The CEO of Caesar’s Casino’s, once a professor at Harvard, famously said that running an experiment without a control group was one of the three things that could get you fired from his company (the other two being stealing and sexual harassment).

The British government has recently been experimenting with new, and often more effective and less obviously annoying, ways of influencing people’s behaviour. British Prime Minister David Cameron set up the “behavioural insight team” inside the cabinet office shortly after being elected. It is nicknamed the “Nudge Unit,” after a book on behavioural economics called Nudge: Improving Decisions about Health, Wealth and Happiness by Cass Sunstein and David Thaler.

The “nudge” concept comes from the idea of gently steering people to do what is in their own best interests, but using clever and often invisible “nudges” rather than traditional nanny-state measures such as bans, taxes or publicity campaigns. Bans and taxes are heavy-handed and often surprisingly ineffective, while publicity campaigns can be both costly and of uncertain effectiveness.

Economist websites are now full of legends about the surprising success of the nudge approach. People in cafeterias often buy what is at eye-level, so why not put the salads and apples there instead of the burger menu? Many workers don’t sign up for voluntary retirement contributions when they start a new job, so why not make signing up the default option and let them opt-out if they choose?

The BBC reports that the Nudge Unit managed to increase organ donor volunteers in the U.K. by over 100,000 people just by subtle changes to the opt-in/opt-out choices and wording on the forms for driver licence renewal.

In another innovation, the Nudge Unit was recently partly privatized. It is now owned by its own employees, a charity called Nesta and the U.K. government. The idea is that it will sell its services to governments around the world, and also make enough money to attract and retain top talent.

It already has a big book of business, including looking at why Moldovan tuberculosis patients stop taking their medication when they leave the hospital. This is a major problem, since people who don’t finish their medication when they start to feel better inadvertently encourage the spread of drug-resistant tuberculosis.

The process the team took to tackle the problem is interesting. First they brainstormed hypotheses. One possibility was that people were forgetting, so a daily text message might help. Another was that people needed an extra incentive to finish their pills, so a reimbursement or payment could help. A third was that the Moldovan treatment process, which required patients to visit a doctor’s office and take the pills under observation, was too much hassle.

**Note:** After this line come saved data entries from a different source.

PR #2775, opened 2015-08-12
Add additional System.Threading.Tasks tests

mellinoe:
I've ported the remainder of our System.Threading.Tasks tests from our internal sources. A lot of these are moved over unchanged (except for porting to xUnit).

Some of the tests were not really designed to be run one after another, and left a lot of "orphaned" tasks doing a whole bunch of work even when the test case finished running. This was causing unpredictable performance, as some test would take a really long time in a "full run", but very little time if run individually, because there were tons of leftover tasks still running. I've attempted to clean those cases up, so that each test case cleans up after the tasks it starts. I have also marked a decent chunk of these tests as OuterLoop because they tend to run for a very long time (some just by their nature, some probably can be optimized if we want to make them inner loop tests).

@stephentoub


mellinoe:
Fixes #702

mellinoe:
Hit a failure in a crypto test

mellinoe:
@dotnet-bot test this, please

src/System.Threading.Tasks/tests/AggregateExceptionTests.cs
```diff
@@ -0,0 +1,157 @@
...
+using System.Diagnostics;
+
+namespace System.Threading.Tasks.Tests
+{
+    public class AggregateExceptionTests
+    {
+        [Fact]
+        public static void RunAggregateException_Constructor()
+        {
+            AggregateException ex = new AggregateException();
```
stephentoub: I was about to say that it's strange to have AggregateException tests here rather than in the contract from which AggregateException is exposed... and then I discovered that AggregateException is in fact exposed from System.Threading.Tasks.  That's odd, but... oh well.

src/System.Threading.Tasks/tests/AggregateExceptionTests.cs
```diff
@@ -0,0 +1,157 @@
...
+using System;
+using System.Collections.Generic;
+using System.Diagnostics;
+
+namespace System.Threading.Tasks.Tests
+{
+    public class AggregateExceptionTests
+    {
+        [Fact]
+        public static void RunAggregateException_Constructor()
```
stephentoub: The class is named "AggregateExceptionTests"... we probably don't need "RunAggregateException_" as a prefix on the name of every test it contains.

src/System.Threading.Tasks/tests/AggregateExceptionTests.cs
```diff
@@ -0,0 +1,157 @@
...
+            // > Flattening (no recursion)...
+
+            AggregateException flattened1 = aggExceptionBase.Flatten();
+            Exception[] expected1 = new Exception[] {
+                exceptionA, exceptionB, exceptionC
+            };
+
+            if (expected1.Length != flattened1.InnerExceptions.Count)
+            {
+                Assert.True(false, string.Format("RunAggregateException_Flatten: > error: expected count {0} differs from actual {1}",
```
stephentoub: Assert.Equal(expected1.Length, flattened1.InnerExceptions.Count);

src/System.Threading.Tasks/tests/AggregateExceptionTests.cs
```diff
@@ -0,0 +1,157 @@
...
+                    expected1.Length, flattened1.InnerExceptions.Count));
+            }
+
+            for (int i = 0; i < flattened1.InnerExceptions.Count; i++)
```
stephentoub: Could this whole loop (and the previous assert) just be Assert(expected1, flattened1.InnerExceptions)?

src/System.Threading.Tasks/tests/AggregateExceptionTests.cs
```diff
@@ -0,0 +1,157 @@
...
+
+            if (expected2.Length != flattened2.InnerExceptions.Count)
+            {
+                Assert.True(false, string.Format("RunAggregateException_Flatten:  FAILED.  > error: expected count {0} differs from actual {1}",
+                    expected2.Length, flattened2.InnerExceptions.Count));
+            }
+
+            for (int i = 0; i < flattened2.InnerExceptions.Count; i++)
+            {
+                if (expected2[i] != flattened2.InnerExceptions[i])
```
stephentoub: Ditto.

src/System.Threading.Tasks/tests/CESchedulerPairTests_Yeti.cs
```diff
@@ -0,0 +1,674 @@
...
+        protected override IEnumerable<Task> GetScheduledTasks() { return null; }
+        private Object _lockObj = new Object();
+        private int _counter = 1; //This is used ot keep track of how many scheduler tasks were created
+        public ThreadLocal<int> SchedulerID = new ThreadLocal<int>(); //This is the ID of the scheduler. 
+
+        /// <summary>The maximum concurrency level for the scheduler.</summary>
+        private readonly int _maxConcurrencyLevel;
+        public override int MaximumConcurrencyLevel { get { return _maxConcurrencyLevel; } }
+    }
+    public class CESchedulerPairTests
```
stephentoub: Nit: blank line

src/System.Threading.Tasks/tests/CESchedulerPairTests_Yeti.cs
```diff
@@ -0,0 +1,674 @@
...
+        [Fact]
+        public static void TestCreationOptions()
+        {
+            string[] input = new string[] { "default", "scheduler", "maxconcurrent", "all" };
+            foreach (string s in input)
+            {
+                Debug.WriteLine("***** Starting {0}", s);
+                TestCreationOptions(s);
+            }
+        }
```
stephentoub: This can just be a Theory.

src/System.Threading.Tasks/tests/CESchedulerPairTests_Yeti.cs
```diff
@@ -0,0 +1,674 @@
...
+        [Fact]
+        [OuterLoop]
+        public static void TestMaxItemsPerTask()
+        {
+            TestMaxItemsPerTask(4, 1, true);
+            TestMaxItemsPerTask(1, 4, true);
+            TestMaxItemsPerTask(4, 1, false);
+            TestMaxItemsPerTask(1, 4, false);
+        }
+        public static void TestMaxItemsPerTask(int maxConcurrency, int maxItemsPerTask, bool completeBeforeTaskWait)
```
stephentoub: Could just be a theory.

src/System.Threading.Tasks/tests/CESchedulerPairTests_Yeti.cs
```diff
@@ -0,0 +1,674 @@
...
+        /// Test to ensure that when exclusive tasks are scheduled no concurrent tasks are run
+        /// </summary>
+        [Fact]
+        public static void TestConcurrentBlockage()
+        {
+            TestConcurrentBlockage(true);
+            TestConcurrentBlockage(false);
+        }
+
+        public static void TestConcurrentBlockage(bool useReader)
```
stephentoub: Can be a Theory.  I'll stop commenting on these.

src/System.Threading.Tasks/tests/System.Threading.Tasks.Tests.csproj
```diff
@@ -26,5 +23,54 @@
...
   </ItemGroup>
+
+  <ItemGroup>
+    <Compile Include="XunitAssemblyAttributes.cs" />
+    <Compile Include="UnwrapTests.cs" />
+    <Compile Include="AggregateExceptionTests.cs" />
+    <Compile Include="OperationCanceledExceptionTests.cs" />
+    <Compile Include="CancellationTokenTests.cs" />
+    <Compile Include="MethodCoverage.cs" />
+    <Compile Include="CESchedulerPairTests_Yeti.cs" />
```
stephentoub: Can we remove _Yeti from the file name?

src/System.Threading.Tasks/tests/MethodCoverage.cs
```diff
@@ -0,0 +1,256 @@
...
+            Task t1 = Task.Factory.StartNew(() => { mre.WaitOne(); taskId1 = Task.CurrentId; });
+            Task t2 = Task.Factory.StartNew(() => { mre.WaitOne(); taskId2 = Task.CurrentId; cts.Cancel(); });
+
+            List<Task<int?>> whenAllTaskResult = new List<Task<int?>>();
+            List<Task> whenAllTask = new List<Task>();
+            whenAllTask.Add(t1); whenAllTask.Add(t2);
+            Task<int> contTask = Task.WhenAll(whenAllTask).ContinueWith<int>(
+                (task) =>
+                {
+                    Console.WriteLine("In ContinueWith delegate");
```
stephentoub: Please remove the WriteLine.

stephentoub:
@mellinoe, thanks.  There's an enormous amount of code here.  At some point I'd like to review it all, but for now I just did a few spot checks to look for any glaring errors.  I'm fine with you checking in once CI consistently passes.  Note that the current failure that shows on Linux is also reproduceable on Windows... I was able to trigger it a handful of times by running that one test repeatedly (I made it a [Theory] that took a single int parameter and used a MemberData that yielded a thousand integers).

mellinoe:
Thanks for the first pass, Stephen. I will check out the flaky test tomorrow and see what is up. That was one of the last files I included so I didn't run those tests as many times as the others.

I'll address the low-hanging fruit you mentioned, like the tests that can obviously be easily converted to [Theory]'s and the bad Assertion styles. I also plan on doing a more thorough cleanup / rewrite of some of these tests next week when I'm TestCop. There's a few obvious things I want to at least accomplish at that time:

* Convert even more test cases to Theory's when useful
* Share more code between test cases: There is a lot of code that is duplicated or only slightly different between test classes
* Improve test speed: The tests are running usually in 5-8 seconds on my machine, but sometimes they will take as long as 30 seconds for some reason. It's probably due to what I described above (test cases leaving tasks running for a long time). It's hard to pinpoint the cause of this.
* Check out the code coverage numbers and see where to improve coverage

src/System.Threading.Tasks/tests/Task/TaskRtTests.cs
```diff
@@ -0,0 +1,1144 @@
...
+                        Assert.False(tasks[i] == tasks[j], "TaskRtTests.RunFromResult:    > FAILED: " + i + " and " + j + " created tasks should not be equal (ref)");
+                    }
+                }
+
+                // Make sure they all have the correct results
+                for (int i = 0; i < tasks.Length; i++)
+                    Assert.True(tasks[i].Result == results[i], "TaskRtTests.RunFromResult:    > FAILED: Task " + i + " had the wrong result (ref)");
+            }
+
+            // Uncomment if/when we want Task.FromException
```
akoeplinger: I suppose we do want them now? :wink:

mellinoe: Good catch, added back and fixed u

stephentoub:
Great that you'll be spending some more time on these next week.  In the meantime, as an initial port, LGTM.

src/System.Threading.Tasks/tests/Task/TaskRtTests.cs
```diff
@@ -0,0 +1,1135 @@
...
+              () => future.ContinueWith((t, s) => { }, null, CancellationToken.None, TaskContinuationOptions.None, null));
+
+            Assert.ThrowsAsync<ArgumentNullException>(
+               () => future.ContinueWith<int>((Func<Task<int>, Object, int>)null, null, CancellationToken.None));
+            Assert.ThrowsAsync<ArgumentNullException>(
+              () => future.ContinueWith<int>((Func<Task<int>, Object, int>)null, null, TaskContinuationOptions.None));
+            Assert.ThrowsAsync<ArgumentNullException>(
+              () => future.ContinueWith<int>((Func<Task<int>, Object, int>)null, null, CancellationToken.None, TaskContinuationOptions.None, TaskScheduler.Default));
+            Assert.ThrowsAsync<ArgumentNullException>(
+              () => future.ContinueWith<int>((t, s) => 2, null, CancellationToken.None, TaskContinuationOptions.None, null));
```
jnm2: Ran across these in master. None of these are awaited. Looks like a bug both now and at the time.
https://github.com/dotnet/corefx/blob/3efd19931a28e0d978fb273d20d857f597fca93c/src/System.Threading.Tasks/tests/project.json#L15
https://github.com/xunit/xunit/blob/2.1-beta3/src/xunit.assert/Asserts/ExceptionAsserts.cs#L50

stephentoub: Ugh. Yeah, that's busted.  I'll fix it.  Thanks for pointing it out.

What they did next went farther than what many desk-bound government officials do when evaluating policy. They got out and did direct consumer research with patients, which revealed that the hassle factor was the major problem.

Now they are experimenting with “video observed treatment” with patients and health workers using the Moldovan equivalent of Skype, and another is home visits. They will test these two approaches versus the control group of patients and see which one works best.

This is what rational fact-based policy making looks like in practice. It is a lot more work than desk-based policy development, but can be remarkably more effective. The Nudge Unit is so confident that they can generate proof these approaches work for government clients that they have left their cozy home in the U.K. cabinet office to sell their wares worldwide.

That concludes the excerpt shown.